“Forever number” is a positive integer A with K digits, satisfying the following constrains:
the sum of all the digits of A is m;
the sum of all the digits of A+1 is n; and
the greatest common divisor of m and n is a prime number which is greater than 2.
Now you are supposed to find these forever numbers.

Input Specification:
Each input file contains one test case. For each test case, the first line contains a positive integer N (≤5). Then N lines follow, each gives a pair of K (3<K<10) and m (1<m<90), of which the meanings are given in the problem description.

Output Specification:
For each pair of K and m, first print in a line Case X, where X is the case index (starts from 1). Then print n and A in the following line. The numbers must be separated by a space. If the solution is not unique, output in the ascending order of n. If still not unique, output in the ascending order of A. If there is no solution, output No Solution.

Sample Input:

2
6 45
7 80

Sample Output:

Case 1
10 189999
10 279999
10 369999
10 459999
10 549999
10 639999
10 729999
10 819999
10 909999
Case 2
No Solution

解题思路： 按题目来看，我们大致需要完成一个素数筛和一个gcd(求最大公约数),然后就可以直接暴力搜A的数，在用一个邻接表把答案存起来可以了。到目前位置思路很简单，但是这样会发现超时了。这里给出一个优化的方法，根据题意，我们可以发现每个A最后一个数，必然是9。因为满足gcd(A，A + 1) > 2 的情况，只有A的最后一个数是9的情况，如果不明白的话，找几个例子带入一下，比如，A = 8, 则gcd(8,9) == 1而 A = 19 ，gcd(10,2) = 2.(gcd里面是m，n)。那我们枚举直接从百位数开始枚举就可以了(从十位数枚举还是会超时).

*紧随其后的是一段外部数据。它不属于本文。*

PR #202, opened 2016-01-28
fix syntax of install command

esc:
There was a missing double semi-colon to denote a command which meant that the
backticks were being swallowed. Also, replace the backticks in favour of '$( )'
since that is the modern and recommended way.


jaraco:
Thanks!

PR #220, opened 2016-05-09
Added License info to PKG-INFO

rickard-von-essen-iz:
Before this change:

``` shell
$ pip show keyring

---
Metadata-Version: 2.0
Name: keyring
Version: 9.0
Summary: Store and access your passwords safely.
Home-page: https://github.com/jaraco/keyring
Author: Jason R. Coombs
Author-email: jaraco@jaraco.com
Installer: pip
License: UNKNOWN
[...]
```

With the change _License_ will be _MIT_

### DIFF
--- a/setup.py
+++ b/setup.py
@@ -31,6 +31,7 @@ setup_params = dict(
     description="Store and access your passwords safely.",
     long_description=long_description,
     url="https://github.com/jaraco/keyring",
+    license = "MIT",
     packages=setuptools.find_packages(),
     include_package_data=True,
     install_requires=[


mitya57:
I want to note that according to classifiers the license is double (PSF or MIT).

jaraco:
I'm -1 on this change. According to [the authoritative docs](https://docs.python.org/3.5/distutils/setupscript.html#additional-meta-data), "The license field is a text indicating the license covering the package where the license is not a selection from the “License” Trove classifiers." The Trove classifiers are a more robust way to describe a license. The bug lies with pip. Adding the field in the improper place here will only serve to mask the bug in pip and perpetuate the misconception that the 'license' field is the best place to describe the license(s) of the package.

rickard-von-essen-iz:
OK, make sense. Even if it's a bit annoying that pip don't handle this in a better way.

Issue #83, opened 2015-02-24
KWallet keyring should store service name in a folder rather than in username


jaraco:
In pull request `#21` (no longer available since migration from Bitbucket), Maciej demonstrates how it would be possible to have the KWallet keyring backend store the service name in its own unique field using the 'folder' concept of KWallet.

---
- Bitbucket: https://bitbucket.org/kang/python-keyring-lib/issue/83
- Originally reported by: Jason R. Coombs
- Originally created at: 2013-01-08T23:16:04.699

jaraco:
I agree we should do this, but as I mentioned in the pull request, we should be careful about backward compatibility. In the past, Keyring has automatically migrated a user's data from older versions (usually a few minor releases past) before removing the migration support. I don't have any way to reach out to the users to ask what the impact of a manual migration or no migration would be, so I'm stuck recommending that we build an automatic migration for this feature as well. It's okay if the migration is not reversible, as long as the change is clearly communicated.

Maciej, can you work on a patch that only addresses this aspect and that performs automatic migration? Take a look at [the file location migration](https://bitbucket.org/kang/python-keyring-lib/src/fff4872e0b6be02ee2c7a6802d8f2c7129d210aa/keyring/backend.py?at=0.8#cl-290) for an example of something that worked.

Note that a migration will only be possible if KWallet facilitates enumerating all passwords, something the existing keyring doesn't yet demonstrate.

---

Original comment by: Jason R. Coombs

jaraco:
I'll work on that

---

Original comment by: Maciej Sitarz

jaraco:
I started from writing tests and I'm not sure if it's doable, I mean the migration.

From already existing tests I assume that username, password and service name allow Unicode, whitespace and punctuation characters.

```
#!python

DIFFICULT_CHARS = string.whitespace + string.punctuation
UNICODE_CHARS = escape.u("""κόσμεНа берегу пустынных волнSîne klâwen durh die
wolken sint geslagen, er stîget ûf mit grôzer kraft""")
password = random_string(20, DIFFICULT_CHARS)
username = random_string(20, DIFFICULT_CHARS)
service = random_string(20, DIFFICULT_CHARS)

```

string.punctuation contains "@" which is used as a username/service separator.
I should probably exclude "@" for service name in my test, but knowing this I think the automatic migration won't be successful in 100% cases.

---

Original comment by: Maciej Sitarz

jaraco:
I attached first version of a migration patch.

[...]

PR #229, opened 2016-06-14
KWallet keyring should store service name in a folder name rather than in username

maciex:
This is a continuation of work from issue #83.

I rewrote all from scratch. Since last time KWallet backend was rewritten to use DBus, so most of the changes was not mergeable.

Please review.

### DIFF
--- a/keyring/tests/test_backend.py
+++ b/keyring/tests/test_backend.py
@@ -14,9 +14,6 @@ from keyring.util import escape
 from .util import random_string
 from keyring import errors
 
-# Remove '@' from service name as this is not supported in service names
-# '@' will cause troubles during migration of kwallet entries
-DIFFICULT_CHARS = string.whitespace + string.punctuation.replace('@', '')
 # unicode only characters
 # Sourced from The Quick Brown Fox... Pangrams
 # http://www.columbia.edu/~fdc/utf8/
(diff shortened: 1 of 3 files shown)


maciex:
Few assumptions I made:
1. Service name is detected from old username, it takes a string after last '@'
2. '@' is not allowed in tests (removed from DIFFICULT_CHARS)
3. Converted entries are removed
4. Empty 'Python' folder is removed

keyring/tests/test_backend.py
```diff
@@ -14,7 +14,9 @@
 from .util import random_string
 from keyring import errors
 
-DIFFICULT_CHARS = string.whitespace + string.punctuation
```
jaraco, line 17: It's not reasonable to lower the bar of acceptability for all backends just to support a migration. If you want to override this value just for the kwallet backend, that might be reasonable, but even better would be to find a way to encode these characters such that they're not given special treatment w.r.t. other backends.

I apologize I haven't read the rest of the patch, so I don't have a good suggestion to address this concern.

jaraco:
Thanks for working on this. I hope @mitya57 can also review and give his approval or recommendations.

keyring/tests/test_backend.py
maciex, line 17: Sure, you're right. I just went the easiest path.

But I'm not sure what do you mean by "even better would be to find a way to encode these characters such that they're not given special treatment w.r.t. other backends".

I thought about overwriting that property only for migration test, would it be ok?

maciex, line 17: I moved DIFFICULT_CHARS into BackendBasicTests. '@' will be removed only for KWallet tests.

PR #232, opened 2016-06-23
require dbus-python and secretstorage on linux

reece:
This PR installs dbus-python and secretstorage on linux.

I test it with:

```
pip install -e git+https://github.com/reece/keyring@231-require-secretstorage-on-linux#egg=keyring
```

I did _not_ test it on other platforms, which should probably be done just to make sure it didn't foul up non-linux platforms. (Obviously, not expected.)

I intentionally left the current docs untouched because they might be referenced by folks on previous versions for the near future.

### DIFF
--- a/setup.py
+++ b/setup.py
@@ -21,6 +21,12 @@ test_requirements = [
     'pytest>=2.8',
 ]
 
+linux_requirements = [
+    # dbus-python is a declared req only by some versions of secretstorage
+    "dbus-python",
+    "secretstorage"
+]
+
 setup_params = dict(
     name='keyring',
     use_scm_version=True,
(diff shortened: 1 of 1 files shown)


mitya57:
From the Travis logs:

```
error in keyring setup command: Invalid environment marker: platform_system=="Linux"
```

jaraco:
`platform_system` is an environment marker from PEP 508, added in Setuptools 20.2 and pip 8.1.2. Looks like it's probably too soon to use it. I suggest `sys_platform == "linux" or sys_platform == "linux2"` as the marker for now. Sorry I didn't catch this sooner.

PR #239, opened 2016-07-12
Update URL for pytest-runner

n8henrie:
Like keyring, it appears that pytest-runner now lives at GitHub instead of Bitbucket.


jaraco:
Thanks for the contrib.

PR #248, opened 2016-11-02
SecretStorage: add an option to specify custom collection path, and use that in tests

mitya57:
A session collection is temporary and is stored in the server process memory. Using it allows us to run tests when the default collection does not exist.

I use a similar patch in Debian packaging, and it allows us to run the tests with Secret Service backend in an automated manner, see [Debian logs](https://ci.debian.net/packages/p/python-keyring/unstable/amd64/) or [Ubuntu logs](http://autopkgtest.ubuntu.com/packages/python-keyring) (which have five different architectures).

### DIFF
--- a/keyring/backends/SecretService.py
+++ b/keyring/backends/SecretService.py
@@ -33,10 +33,16 @@ class Keyring(KeyringBackend):
                 "Unable to initialize SecretService: %s" % e)
         return 5
 
-    def get_default_collection(self):
+    def get_preferred_collection(self):
+        """If self.preferred_collection contains a D-Bus path, the collection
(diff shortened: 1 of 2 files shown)


mitya57:
@jaraco Do you mind if I merge this myself?

mitya57:
@mathstuf I remember you were trying to run keyring tests with your own Secret Service daemon. Does it support the `/org/freedesktop/secrets/collection/session` collection? Are you fine with this change?

jaraco:
Sorry I didn't see this sooner. Do feel free to merge it. Also, if you add a change to the published changes file and tag the release, it will get released automatically.

PR #250, opened 2016-11-20
Support both kwallet and kwallet5 dcop interfaces

frispete:
Hi, first of all, thank you for this great package. 

I had been working on a PyQt3 to PyQt5 transition of an inhouse app, and was in need of a kwallet interface. Unfortunately, I need to support both kwallet variants. The attached PR does exactly that, in a transparent way, and answers some questions in the doc string, I asked myself, when started experimenting with keyring.

Hopefully, the PR is acceptable for you. It's carefully designed to just adding what was needed.
One thing, I'm not 100% confident is, that it is using the dcop ProxyObject over the runtime of of keyring, expecting, that the dcop session will survive over the full keyring session.

### DIFF
--- a/keyring/backends/kwallet.py
+++ b/keyring/backends/kwallet.py
@@ -12,9 +12,51 @@ except ImportError:
 
 
 class DBusKeyring(KeyringBackend):
-    """KDE KWallet via D-Bus"""
+    """KDE KWallet via D-Bus
+       find out, which kwallet is in use with the wallet class attribute:
+
+       --> import keyring
+       --> kr = keyring.get_keyring()
+       --> kr
+       <keyring.backends.kwallet.DBusKeyring object at 0x7fac597492b0>
+
+       kwallet
+       --> kr.wallet.requested_bus_name
+       'org.kde.kwalletd'
+       --> kr.wallet.object_path
+       '/modules/kwalletd'
+
+       kwallet5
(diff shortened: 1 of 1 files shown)


frispete:
Follow up patch tries to deal with invalidated dbus sessions, as well as changing kwallets.

jaraco:
Hey Frispete. Glad to have you bringing contributions. This change seems reasonable and acceptable, though I'll probably re-write it slightly to implement it as two different backends. I'm not all that familiar with the Linux backends, but I do have a question - have you tried the SecretService backend? My understanding is it is has broader support and might work in both of the cases you're describing.

mitya57:
KWallet (still) does not support Secret Service :-(

jaraco:
Okay. That explains it. Thanks @mitya57.

jaraco:
@frispete: I've extracted a separate backend for each mode. Can you test with the latest head and let me know if it works in both environments?

mitya57:
Now that we have this, you can probably drop the old KWallet backend from keyrings.alt.

frispete:
Hi Jason, glad you liked it. Thanks for merging! Much appreciated. This way, keyring is able to support the majority of KDE installations out there.

jaraco:
> drop the old KWallet backend from keyrings.alt

Good idea.

PR #251, opened 2016-11-20
Reflect the KDE evolution in the class hierarchy, but keep the priority

frispete:
Get this in line with the usual KDE nomenclature, that adds a 5 for KDE Framework 5 elements, similar to the bus names and object paths. This way, I find it less confusing. Anyway, the priority order is kept. 
While at it, remove unused code.

I checked your changes and this one too for both environments, and it acts as advertised.
I love this code more than ever before... ;) Okay, okay, I'm in touch with it for a day now... :)

Cheers,
Pete

### DIFF
--- a/keyring/backends/kwallet.py
+++ b/keyring/backends/kwallet.py
@@ -13,27 +13,12 @@ except ImportError:
 
 class DBusKeyring(KeyringBackend):
     """
-    KDE KWallet 5 via D-Bus
+    KDE KWallet 4 via D-Bus
     """
 
     appid = 'Python program'
-    wallet = None
-    bus_name = 'org.kde.kwalletd5'
-    object_path = '/modules/kwalletd5'
-
-    @classmethod
-    def _select_wallet(cls, bus):
-        if cls.wallet is not None:
-            return cls.wallet
-
-        for bus_name, object_path in cls._wallet_objects:
-            try:
-                proxy = bus.get_object(bus_name, object_path)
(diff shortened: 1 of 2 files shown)


mitya57:
One day in a few years we will want to remove the KDE 4 variant as obsolete, and will have to revert this change…

frispete:
@mitya57: If I'm still alive and kicking at this point, I will do that with pleasure.

Isn't that a real joy with code, that avoids upsetting its readers? keyring is a perfect example of nicely organized code, that even allows unenlightened average people like me to contribute in useful ways.

mitya57:
@frispete Your work is welcome, and I did not downvote your pull request, it was just a side note.

frispete:
@mitya57 Didn't understood this as such, but wanted to use the opportunity to spread some serious compliments ;). Be assured, that I'm used to the full range of projects fitnesses, and this one is a good example for the positive side of things: codebase, responsiveness, kindness, tolerance, cooperation...

frispete:
Hence, it deserves support!

jaraco:
Thanks for all the kind words.

Unfortunately, I'm to decline this change, mainly because it introduces a backward-incompatibility for any users configuring the keyring by name, but also because it entangles the legacy behavior with the preferred, modern behavior. As currently written, when that support is no longer needed, the legacy classes can simply be removed and everything else remains the same. I will remove the extra unused method, though. Thanks for catching that.

PR #255, opened 2016-12-04
Add a keyring backend name property

### LINKED ISSUE #253: backend discovery by name
Hi, what's the preferred method of backend discovery?

I want to supply a GUI selector for keyrings to my program, because I noticed, that due to testing and fixing some SecretService build issue here, the keyring in use moved from KWallet to Secretservice behind the scenes without any further notice. (Well, it may asked for credentials one additional time, but because I'm debugging all this, so it's gone unnoticed as well).

Here's a selection of what I found so far.

Using the object itself:
```
--> for kr in keyring.backend.get_all_keyring(): print(kr)
... 
<keyring.backends.kwallet.DBusKeyringKWallet4 object at 0x7f03eb60fa90>
<keyring.backends.SecretService.Keyring object at 0x7f03eb60f438>
<keyring.backends.fail.Keyring object at 0x7f03eb60f9b0>
```
Fiddling with object names is no fun, of course.

`__class__.__name__`:
```
--> for kr in keyring.backend.get_all_keyring(): print(kr.__class__.__name__)
... 
DBusKeyringKWallet4
Keyring
Keyring
```
my favorite, but not suitable for obvious reasons....

`__module__`:
```
--> for kr in keyring.backend.get_all_keyring(): print(kr.__module__)
... 
keyring.backends.kwallet
keyring.backends.SecretService
keyring.backends.fail
```
That would be nice, but fails to differenciate the kwallets..

Hm, boils down to to the object so far. Not that nice. 

Am I missing something obvious?

Since the kwallet thing isn't released, we could throw it into another module (kwallet4), and have `__module__` work well, but I haven't looked into keyrings.alt, if there are multiple backend classes in a single module, that need similar differentiation. 

I would love to prepare a related patch, if this approach is acceptable.

frispete:
Hi Jason, here we go in order to fix #253..

### DIFF
--- a/keyring/tests/backends/test_SecretService.py
+++ b/keyring/tests/backends/test_SecretService.py
@@ -12,7 +12,9 @@ class SecretServiceKeyringTestCase(BackendBasicTests, unittest.TestCase):
     def init_keyring(self):
         print("Testing SecretServiceKeyring; the following "
             "password prompts are for this keyring")
-        return SecretService.Keyring()
+        keyring = SecretService.Keyring()
+        keyring.preferred_collection = '/org/freedesktop/secrets/collection/session'
+        return keyring
 
 class SecretServiceKeyringUnitTests(unittest.TestCase):
     def test_supported_no_secretstorage(self):


frispete:
Hmm, travis bails out because of OS-X issues.

I noticed something related to OS-X as well, although I'm running linux: 
```
================================================= test session starts ==================================================
platform linux -- Python 3.4.5, pytest-3.0.4, py-1.4.31, pluggy-0.4.0
benchmark: 3.0.0 (defaults: timer=time.perf_counter disable_gc=False min_rounds=5 min_time=5.00us max_time=1.00s calibration_precision=10 warmup=False warmup_iterations=100000)
rootdir: /home/hp/src/GIT/keyring, inifile: pytest.ini
plugins: cov-2.4.0, benchmark-3.0.0
collected 52 items / 1 errors 

======================================================== ERRORS ========================================================
____________________________________ ERROR collecting keyring/backends/_OS_X_API.py ____________________________________
backends/_OS_X_API.py:12: in <module>
    _sec = ctypes.CDLL(fw(name='Security'))
/usr/lib64/python3.4/ctypes/__init__.py:351: in __init__
    self._handle = _dlopen(self._name, mode)
E   OSError: /System/Library/Frameworks/Security.framework/Versions/A/Security: cannot open shared object file: No such file or directory
!!!!!!!!!!!!!!!!!!!!!!!!!!!!!!!!!!!!!!! Interrupted: 1 errors during collection !!!!!!!!!!!!!!!!!!!!!!!!!!!!!!!!!!!!!!!!
=============================================== 1 error in 1.01 seconds ================================================
```
Do you have any ideas, what's going wrong here? It shouldn't attempt to load some OS-X libs at all!

mitya57:
The `_OS_X_API` module should not be imported unless the OS is macOS.

Also, please rebase your changes against the latest master branch so that it’s easier to review them (actually rebase, not what you did).

PR #256, opened 2016-12-04
Add a keyring backend name property

frispete:
Here we go again to solve #253


jaraco:
I've gone ahead and merged this so I can work out the issues on Mac.

frispete:
Great, thanks.

PR #384, opened 2019-03-17
Drop support for EOL Python 2.7 - 3.4

### LINKED ISSUE #383: Drop support for Python 2.7
It is time. Let's make sure there aren't any critical bugs outstanding in the master and then cut a new release for Python 3.5+ or Python 3.6+.

hugovk:
Fixes #383.

Python 3.4 went EOL yesterday (2019-03-16).


.travis.yml
```diff
@@ -1,9 +1,7 @@
 dist: xenial
-sudo: false
```
jaraco, line 2: I prefer to run with `sudo: false`. Is that the default now? If so, I'd like to make that change in jaraco/skeleton.

keyring/backends/SecretService.py
```diff
@@ -80,7 +80,7 @@ def set_password(self, service, username, password):
             "service": service,
             "username": username
         }
-        label = "Password for '%s' on '%s'" % (username, service)
+        label = "Password for '{}' on '{}'".format(username, service)
```
jaraco, line 83: I probably would have deferred these compatible changes for another time, as it's more about style than compatibility, but happy to accept with them.

jaraco (changes requested):
All this needs now is a CHANGES.txt entry with a 1.x bump.

.travis.yml
hugovk: The `sudo: false` env is no longer available and the `sudo` keyword is fully deprecated:

* https://blog.travis-ci.com/2018-11-19-required-linux-infrastructure-migration

Would you like me to remove this commit?

hugovk:
> All this needs now is a CHANGES.txt entry with a 1.x bump.

Updated!

.travis.yml
jaraco: Fine to leave it as submitted. Thanks for the reference.

jaraco (approved):

Issue #382, opened 2019-03-07
win32cred.CRED_PERSIST_ENTERPRISE and other keychain options


earonesty:
this option should be selectable by the user :

win32cred.CRED_PERSIST_ENTERPRISE

likewise (roaming or not roaming) should be available for other platforms.

1. i can implement this on windows.   not sure what the equivalent is on mac/linux:

2. I'm not sure what the interface should be even if i knew:

maybe something like this:

returns a dict with all supported options for that backend, or their defaults if the keychain has never been used

`res = keyring.get_chain_options("mykeychain")`

this likely will only work if the specified keychain has never been used before, raises a ValueError/NotSupported error if the platform doesn't support that option

`keyring.set_chain_options("mykeychain", roaming=False)`

jaraco:
To help me understand, why would a person want to change this value?

earonesty:
Suppose you have information that cannot leave the machine, like a machine private key in a multi-factor authentication scheme.   And then that factor magically migrates to another box....because windows.   We monkey patch to turn it off now.

jaraco:
Aah. That clarifies. I'm now leaning toward a solution based on environment variables, which could be set globally in the machine, per-user, per invocation, or set in the program.

mrx23dot:
Hello, 
How to actually use it?

```
keyring.set_chain_options("persist", 'local machine')
keyring.set_password('a', 'a', 'a')
```
didn't work. I couldn't find any documentation
Env.var also didn't work:
`set .persist="session"`

jaraco:
To set it on the backend itself, set the `.persist` attribute:

```
backend = keyring.core.get_keyring()
backend.persist = 'session'
# or
backend.persist = win32cred.CRED_PERSIST_SESSION
```

Because keyring has a [general feature](https://github.com/jaraco/keyring#altering-keyring-behavior) that sets values on the backend, you can use that too. Set the environment variable `KEYRING_PROPERTY_PERSIST='session'`.

Let me know how that works for you. And if some documentation would have helped somewhere, please consider contributing that to help the next person.

mrx23dot:
Works great, thanks!

PR #385, opened 2019-03-21
minimum needed to control windows roaming

earonesty:
This is a minimal solution.   It requires the user to know about the issue and choose to address it in a platform specific if block.

https://github.com/jaraco/keyring/issues/382

Until there are many such options, having an options framework may be overkill.

### DIFF
--- a/keyring/backends/Windows.py
+++ b/keyring/backends/Windows.py
@@ -83,23 +83,23 @@ class WinVaultKeyring(KeyringBackend):
             raise
         return res
 
-    def set_password(self, service, username, password):
+    def set_password(self, service, username, password, persist_type=win32cred.CRED_PERSIST_ENTERPRISE):
         existing_pw = self._get_password(service)
         if existing_pw:
             # resave the existing password using a compound target
             existing_username = existing_pw['UserName']
             target = self._compound_name(existing_username, service)
             self._set_password(target, existing_username,
-                               existing_pw['CredentialBlob'].decode('utf-16'))
-        self._set_password(service, username, text_type(password))
+                               existing_pw['CredentialBlob'].decode('utf-16'), persist_type)
+        self._set_password(service, username, text_type(password), persist_type)
 
-    def _set_password(self, target, username, password):
+    def _set_password(self, target, username, password, persist_type):
         credential = dict(Type=win32cred.CRED_TYPE_GENERIC,
                           TargetName=target,
                           UserName=username,
                           CredentialBlob=password,
                           Comment="Stored using python-keyring",
-                          Persist=win32cred.CRED_PERSIST_ENTERPRISE)
+                          Persist=persist_type)
         win32cred.CredWrite(credential, 0)
 
     def delete_password(self, service, username):
--- a/keyring/core.py
+++ b/keyring/core.py
@@ -57,10 +57,10 @@ def get_password(service_name, username):
     return _keyring_backend.get_password(service_name, username)
 
 
-def set_password(service_name, username, password):
+def set_password(service_name, username, password, **backend_opts):
     """Set password for the user in the specified service.
     """
-    _keyring_backend.set_password(service_name, username, password)
+    _keyring_backend.set_password(service_name, username, password, **backend_opts)
 
 
 def delete_password(service_name, username):


jaraco:
Thanks for working on a patch.

I wonder if there's a better way to solicit these options than to accept parameters to the `set_password` function, which really shouldn't accept parameters.

I can think of a couple of other ways that would be preferable: either with a class attribute that can be overridden (perhaps by a subclass) or with an environment variable or with a configuration setting. Currently, the configuration file isn't used to set options, but it seems look a good place for something that would affect a user or environment (and not just a single program).

earonesty:
This is something that needs to be set on a per-program basis, not per-user.   The user already has the ability to turn off roaming of his profile at the O/S level.   

I did originally imagine a "set_options(keychain_name, roaming=False)" top level function that take kwargs and raises an exception if the option isn't supported.

Just as easy to implement.

jaraco (changes requested):
Here's what I'd like to see:

Abstract away the 'win32cred' implementation details and instead expose a name that expresses to the user the effect they're seeking, something like "persist" or "scope", which could be "transient", "local", or "roaming" (mapping to the three possible values for Persist).

Then, expose this scope through an environment variable, something like `scope = lookup[os.environ.get('KEYRING_SCOPE', 'roaming')]` where `lookup = dict(roaming=win32cred.CRED_PERSIST_ENTERPRISE, ...)`. This logic could happen in a nice encapsulated private function with a docstring explaining the purpose.

Also, this change definitely deserves an update to the changelog explaining what it does and how it's used and why one would use it.

earonesty:
The terminology abstraction idea is solid.  However, it's possible a single application can have legitimate use for roaming, local and transient keychain access.    An env var won't give you the granularity that one might need.    Sees like there needs to be some sort of top level functional access to keychain options.   You could get away with a variable env var  `KEYRING_SCOPE_<keychainname>.`   

But it seems better to have `set_options(keychain_name, scope="roaming")` ... which shoves these into a dict of some kind that backends can access.   Still not sure if it's better to fail if the option isn't supported or quietly ignore the option and continue with existing behavior.  Of course since this isn't "stored" in the keychain in any way, it doesn't help with command line use.    So maybe the env var is ok, and a python application can just change scope before and after use?

jaraco:
> it's possible a single application can have legitimate use for [different options in the same session].

Do you encounter this use-case in practice? Can you illustrate such a use-case? Couldn't still the application do something like:

```
from unittest.mock import patch

patch(os.environ, KEYRING_SCOPE='local')(keyring.set_password)(system, user, password)
```

or perhaps more readable:

```
with patch(os.environ, KEYRING_SCOPE='local'):
    keyring.set_password(system, user, password)
```

It's not super-elegant, nor thread-safe, but it provides access for setting a local password for the duration of a single call.

*edit*

> So maybe the env var is ok, and a python application can just change scope before and after use?

Aah right, that's what you were suggesting. Yes, I think that's suitable.

earonesty:
I'd prefer it if the env var was used for the default, but the caller could still override it.   Thread safety is an issue here, we have GUI threads setting roaming passwords, while machine-specific (non roaming) device private keys are being accessed in other threads.   Would an env var, and the caller can pass an optional env={...} dictionary keyword arg that contains overrides, or do you really, really not want to add an optional arg?

jaraco:
Sorry to have let this fall off my radar without answering your question.

> Would an env var, and the caller can pass an optional env={...} dictionary keyword arg that contains overrides, or do you really, really not want to add an optional arg?

The danger with allowing parameters to be passed is that there's not a designed/sanctioned mechanism for a backend to solicit parameters from the caller or command-line. I worry about `backend_opts` because it starts to establish that design, but only for the `set` operation. It doesn't concern itself with `get` or `delete`, which may also need parameters. Moreover, other keyrings aren't soliciting `**backend_opts`, so now the ABC suggests the backends might solicit arbitrary keyword arguments, but only one does. And then we have to ask ourselves if these backend options should be exposed through the CLI as well... and what happens when a particular option is supplied that's not relevant to a backend.... or what happens when another backend like the ChainerBackend is involved.

We've had to deal with similar customization issues in the macOS backend, which might direct the user to one of a couple of [stores in the Keychain](https://github.com/jaraco/keyring/blob/979f4dd6078b7ee2db3d5ac71dd3e5bfad62331e/keyring/backends/OS_X.py#L19) (generic or internet, I think).

My motivation for suggesting the environment variable was to avoid affecting the command-line and function calls in the API. In retrospect, the thread safety concerns and awkwardness of that approach really isn't suitable.

It's for these reasons that I'd prefer if the solution were to follow the same model of the macOS backend and have customizations be set on the class (or instance) and not as parameters to method(s). Such an approach should be threadsafe (as separate backends can be constructed/customized in the same thread). Something like what I've drafted in cc71900. What do you think of that approach?

jaraco:
In addition to the change I've proposed, I'm thinking keyring should solicit `KEYRING_PROPERTY_*`, which it will set on any keyring. So for this design, you could set KEYRING_PROPERTY_PERSIST=LOCAL_MACHINE to get the local machine behavior by default.

jaraco:
In #401 and #407 (releasing as 19.3), I've implemented two features that provide interfaces for supporting scopes for Windows. It's now possible through an env var or programmatically to set a `.persist` property on the keyring to alter the persistence scope. If you think it's worthwhile for the CLI to also allow for setting keyring properties on a per-invocation basis, I'd be willing to accept a change in that regard (should behave similar to environment variable, setting arbitrary properties on a backend).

这里面线性筛不用也可以，因为这个题目的素数最大也不会过90，大家喜欢用什么素数筛都就用什么素数筛

#include<bits/stdc++.h>
using namespace std;
const int N = 100;
int primes[N],cnt = 0;
bool st[N];
void get_priem(int n)                     //素数筛
{
    for (int i = 2; i <= n; i ++ )
    {
        if(!st[i]) primes[cnt ++ ] = i;
        for (int j = 0 ;primes[j] * i <= n; j ++ )
        {
            st[primes[j] * i] = 1;
            if(i % primes[j] == 0) break;
        }
    }
}
int gcd(int a,int b)                // gcd
{
    return b ? gcd(b,a % b) : a;
}
int cal(int n)                      //位数相加
{
    int num = 0;
    while(n > 0)
    {
        num += (n % 10);
        n /= 10;
    }
    return num;
}
int main()
{
    int k,m,t;
    scanf("%d",&t);
    get_priem(N);
    for (int Case = 1; Case <= t; Case ++ )
    {
        printf("Case %d\n",Case);
        scanf("%d %d",&k,&m);
        bool flag = 0;
        vector<int> v[100];
        for (int i = pow(10,k - 1) + 99; i <= pow(10,k) - 1; i += 100 )          
        {
            int num = cal(i);
            if(num == m)
            {
                int n = cal(i + 1);
                int d = gcd(n,m);
                if(!st[d] && d > 2)
                {
                    v[n].push_back(i);
                }
            }
        }
        for (int i = 0; i < 90 ; i ++ )
        {
            for (int j = 0; j < v[i].size();j ++ )
            {
                printf("%d %d\n",i,v[i][j]);
                flag = 1;
            }
        }
        if(!flag) printf("No Solution\n");
    }
    return 0;
}

结语

本题是pat为数不多会卡时间复杂度的题目，优化的方法也很特殊，总得来说考察的知识点还是挺多的，最后顺便试试markdown编辑器。